Rules and guidelines for query processing
Use the following rules and guidelines when you configure the SQL transformation to process a query:
•The number and the order of the output fields must match the number and order of the fields in the query SELECT clause.
•The native data type of an output field in the transformation must match the data type of the corresponding column in the database. Data Integration generates a row error when the data types do not match.
•When the SQL query contains an INSERT, UPDATE, or DELETE clause, the transformation returns data to the SQLError field, the pass-through fields, and the NumRowsAffected field when it is enabled. If you add output fields, the fields receive NULL data values.

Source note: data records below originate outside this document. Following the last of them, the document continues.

PR #16868, opened 2018-03-01
GitHub package Q1 roadmap

smashwilson:
Alright, fine, I'll go first 😅 These are the GitHub package team's quarterly goals for Feb 2018 to Apr 2018.

/cc @iolsen for feedback on the format and placement in the repo. In particular, I wasn't sure if we wanted to have a single, living document at `docs/quarterly/github-package.md` that we continuously update, or if we wanted to do new directories for each quarter like I have it here.

/cc @atom/github-package

### DIFF
--- a/docs/quarterly/fy19q1/github-package.md
+++ b/docs/quarterly/fy19q1/github-package.md
@@ -1,0 +1,71 @@
+# Git and GitHub integration
+
+## Docs
+
+## Repositories
+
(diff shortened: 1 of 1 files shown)


iolsen (approved):
Thanks, @smashwilson! We definitely want these to be updated as the quarter progresses, but I like preserving past quarters, which this allows for. Looks good to me.

PR #16878, opened 2018-03-03
Optimize get decorations

Connormiha:
### Description of the Change
Refactoring `getDecorations`. The main goal is to avoid extra loops.
In previos solutions it collected all `decorations` and twice use `Array.prototype.filter`.
In new solution it checks for filters and type before adding to array.

- [ ] Add benchmark

### DIFF
--- a/src/decoration-manager.js
+++ b/src/decoration-manager.js
@@ -2,6 +2,17 @@ const {Emitter} = require('event-kit')
 const Decoration = require('./decoration')
 const LayerDecoration = require('./layer-decoration')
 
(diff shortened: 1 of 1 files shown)


lee-dohm:
Can you supply some benchmarks and extra context here? The PR template has things that we want to see or have explained with regard to changes.

maxbrunsfeld:
I'm going to close this out since we haven't heard back. I'm not against this change, but I do wonder if this code path is worth optimizing; were you seeing it show up as a significant time sink in profiles? If you are still interested in pursuing this and get some time to finish it up, we can reopen.

PR #15831, opened 2017-10-05
Handle edits that scroll up due to hiding the horizontal scrollbar

Ben3eeE:
## TODO

- [ ] Style the horizontal scrollbar in tests so it's the same height on all platforms
- [x] Check if this fixes https://github.com/atom/atom/issues/16289 

---

**Before:**
before safe mode

**After:**
after dev mode

Fixes https://github.com/atom/atom/issues/16289
Fixes https://github.com/atom/atom/issues/16722
Fixes https://github.com/atom/atom/issues/16710
Fixes https://github.com/atom/atom/issues/15263

PR #16884, opened 2018-03-05
Randomize fontSize and lineHeight in the random test

Ben3eeE:
This causes the failure fixed by https://github.com/atom/atom/pull/15831 to be caught by the randomized test more easily.

Also removes the test merged with https://github.com/atom/atom/pull/15831 since it is not failing.

### Verification Process

- [x] Revert the changes in https://github.com/atom/atom/pull/15831 and observe test failure with the seed `1520247533732`
- [x] Restore the changes in https://github.com/atom/atom/pull/15831 and observe that this seed is passing.

/cc: @nathansobo


as-cii:
⚡️✨🔥

PR #16885, opened 2018-03-05
[wip] Improve ability to detect Python 2 during build

smashwilson:
### Description of the Change

Use [@atom/dowsing-rod](https://github.com/atom/dowsing-rod) to aggressively detect python 2 installations and pass it to node-gyp subprocesses. We won't be able to get away from requiring python 2 entirely, but we can at least accept a python 2 path from `npm config get python` or `${PYTHON}`.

•When the SQL query contains a SELECT statement and the transformation has a pass-through field, the transformation returns data to the pass-through field whether or not the query returns database data. The SQL transformation returns a row with NULL data in the output fields.
•When the number of output fields is more than the number of columns in the SELECT clause, the extra fields receive a NULL value.
•When the number of output fields is less than the number of columns in the SELECT clause, Data Integration generates a row error.
•You can use string substitution instead of parameter binding in a query. However, the input fields must be string data types.